Aber womit du angefangen hast ist ja mal echt schick  Ich steh auf so OldSchool Technik. 
Habe auch schon überlegt ob ich mal schaue was meine Großeltern noch so rumzustehen haben. Haben beide relativ viel Geld, deswegen denke ich nicht, dass die damals schrott gekauft haben. Vielleicht wär das ja dann der richtige Einstieg für mich


----------



## Madz (22. Dezember 2011)

Die Großelternidee gefällt mir. Einen Versuch ist es sicher wert.


----------



## Niza (22. Dezember 2011)

Die Allerersten *Boxen mit Verstärker*, die ich hatte, waren die im Anhang 
Die hatte ich dann per Adapter irgenwann mal an den Computer Angeschlossen
Echt nicht schlecht gewesen die Teile obwohl die schon älter waren
Dann weiterverschenkt an meinen Vater und
Irgendwann hatte dann ein Hochtöner den Geist aufgegeben und seitdem verstauben die inc. Verstärker
Auf denen Standen folgende Daten :
20Hz bis 25000Hz 
150Watt

Kennt einer noch diesen Verstärkerhersteller "Scirocco" ?
Ich muss wenn ich den Namen höre komischerweise immer an den VW Scirocco denken



Mfg:
Niza


----------



## Caspar (23. Dezember 2011)

Erstmal vielen Dank an Herbboy, super Beitrag!

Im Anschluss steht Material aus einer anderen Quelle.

PR #213, opened 2024-12-13
Add B288 support

Soupborsh:
Notably this makes `sunxi-fel spl` , `sunxi-fel uboot` and  `sunxi-fel wdreset` to work, tested on PB618

### DIFF
--- a/Makefile
+++ b/Makefile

Dem möchte ich noch ein paar Dinge hinzufügen. "Gewöhnliche Menschen" hören als Obergrenze etwa 12-18kHz, je nach Alter. (Für alle die das testen möchten - eure Lautsprecher müssen das natürlich auch schaffen!) Die Obergrenze bietet höchstens einen Anhaltspunkt was das Auflösungsvermögen betrifft. Eine leichte, steife und kleine Membran (Magnetostat) kann höher spielen als beispielsweise eine recht große und verhältnismäßig schwere Membran einer (nur als Beispiel) Kalotte (da gibts auch richtig krasse Teile, beispielsweise die Beryllium Kalotten von Scan Speak, also nix gegen Kalotten! Ganz im Gegenteil, Kalotten haben viele Vorteile...). 

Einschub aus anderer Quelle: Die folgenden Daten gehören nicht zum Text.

PR #216, opened 2025-02-09
fel-lib: Fix parsing scratchpad field

jernejsk:
Field has 32 bits, not 16, as it is currently handled. This fixes scratchpad address print when using "sunxi-fel ver" command on A523. Before it printed "0x1500" and afterwards "0x61500", which makes much more sense and it was verified by BROM disassembly.


apritzel (approved):
Looks good to me, it's a uint32_t anyway, and indeed there are more than 16 significant bits on the A523.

Um die Frequenzen im Tieftonbereich zu erläutern:
Wenn da steht 30Hz, weiss man nicht wie laut die 30Hz wiedergegeben werden. Steht da 30Hz (-3dB) und eine SPL (sozusagen die Lautstärke um die alle Frequenzen schwanken) von 89dB, bedeutet das also, dass 30Hz noch mit einer Lautstärke von 86dB "gespielt" werden. Echte 30Hz sind übrigens echt extrem tief. Gewöhnliche Musik geht oft nur bis ca 50Hz, alles darunter ist Bonus. Unter 40Hz kommen enorme Raumprobleme dazu, daher sind tiefere Frequenzen eigentlich kaum wünschenswert, es sei denn man möchte Geld in Raumkorrekturen stecken. Man hört Schankungen von +/- 1,5dB um die SPL nicht, bei -10dB ist das Signal etwa halb so laut. (Also schon deutlich leiser!) Und wenn ein Signal 20dB leiser ist als ein zweites (dann also 20dB lauteres Signal), hört man das leisere nicht mehr. Die "20Hz Logitech Systeme" spielen die 20Hz also, aber so leise, dass die Frequenzen eh nicht gehört werden. Sinnlos... aber damit lässt sich effektiv werben. 

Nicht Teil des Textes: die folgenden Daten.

PR #218, opened 2025-03-17
T113S SPI support

dron0gus:
This adds SPI support for R528/T113-S3.
T113 has different SPI, GPIO and CCM (CCU - clock control unit) base addresses. Also it has different step between gpio banks, so now `gpio_base()` returns base for given `port_num`.
Tested on LCPI-PC-F133-T113-D1S-V1.3 board with Windbond W25Q128JVSIQ SPI flash soldered.
```
$ sudo ./sunxi-fel spiflash-info
Manufacturer: Winbond (EFh), model: 40h, size: 16777216 bytes.
```
Write and read are also tested with some random file and md5sum check of initial and readback files.

### DIFF
--- a/fel-spiflash.c
+++ b/fel-spiflash.c
@@ -154,6 +154,8 @@ static uint32_t spi_base(feldev_handle *dev)
 	case 0x1728: /* H6 */
 	case 0x1823: /* H616 */
 		return 0x05010000;
+	case 0x1859: /* D1/D1s/R528/T113-S3 */
+		return 0x04025000;
 	default:
 		return 0x01C68000;
 	}
@@ -207,6 +209,7 @@ static bool soc_is_h6_style(feldev_handle *dev)
 	case 0x1817: /* V831 */
 	case 0x1728: /* H6 */
 	case 0x1823: /* H616 */
+	case 0x1859: /* D1/D1s/R528/T113-S3 */
 		return true;
 	default:
 		return false;
--- a/fel-spiflash.c
+++ b/fel-spiflash.c
@@ -90,6 +90,7 @@ void fel_writel(feldev_handle *dev, uint32_t addr, uint32_t val);
 #define SUNIV_GPC_SPI0              (2)
 #define SUNXI_GPC_SPI0              (3)
 #define SUN50I_GPC_SPI0             (4)
+#define SUN8I_GPC_SPI0				(2)
 
 #define SUN4I_CTL_ENABLE            (1 << 0)
 #define SUN4I_CTL_MASTER            (1 << 1)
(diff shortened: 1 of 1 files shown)


fel-spiflash.c
```diff
@@ -174,11 +176,11 @@ static uint32_t ccm_base(feldev_handle *dev)
 static void gpio_set_cfgpin(feldev_handle *dev, int port_num, int pin_num,
 			    int val)
 {
-	uint32_t port_base = gpio_base(dev) + port_num * 0x24;
+	uint32_t port_base = gpio_base(dev, port_num);
 	uint32_t cfg_reg   = port_base + 4 * (pin_num / 8);
 	uint32_t pin_idx   = pin_num % 8;
 	uint32_t x = readl(cfg_reg);
-	x &= ~(0x7 << (pin_idx * 4));
+	x &= ~(0xf << (pin_idx * 4));
```
paulkocialkowski, line 186: You could mention in the commit log that the field now uses 4 bits. It was discussed in #208
Also you might want to include changes from this PR as it seems stalled currently.

fel-spiflash.c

Ebenso ist die Wattangabe oft nur Werbung. Die Wattzahl gibt lediglich die Belastbarkeit an. Steht da also 300W, gibts mehrere Möglichkeiten was das sein kann. Das kann eine Summe aus der möglichen Belastbarkeit des Hochtöners, des Mitteltöners und des Tieftöners sein. Das macht ja aber kaum Sinn. Ausserdem weiss man nicht, welche Angabe das ist. Ist das der "Peak-Wert", also eine Leistung die lediglich den Bruchteil einer Sekunde anliegen darf oder ein "Dauerwert" für ein bestimmtes "Band" an Signalen. Das "Band" kann zum Beispiel sog. "weisses Rauschen / rosa Rauschen" sein, da wird also über einen breiten Frequenzbereich ein Rauschen wiedergeben. Hätte man die quasi "durchschnittliche" Belastbarkeit auf nur einer Frequenz, beispielsweise bei 5kHz im Hochtonbereich, würde der Hochtöner gebraten werden. 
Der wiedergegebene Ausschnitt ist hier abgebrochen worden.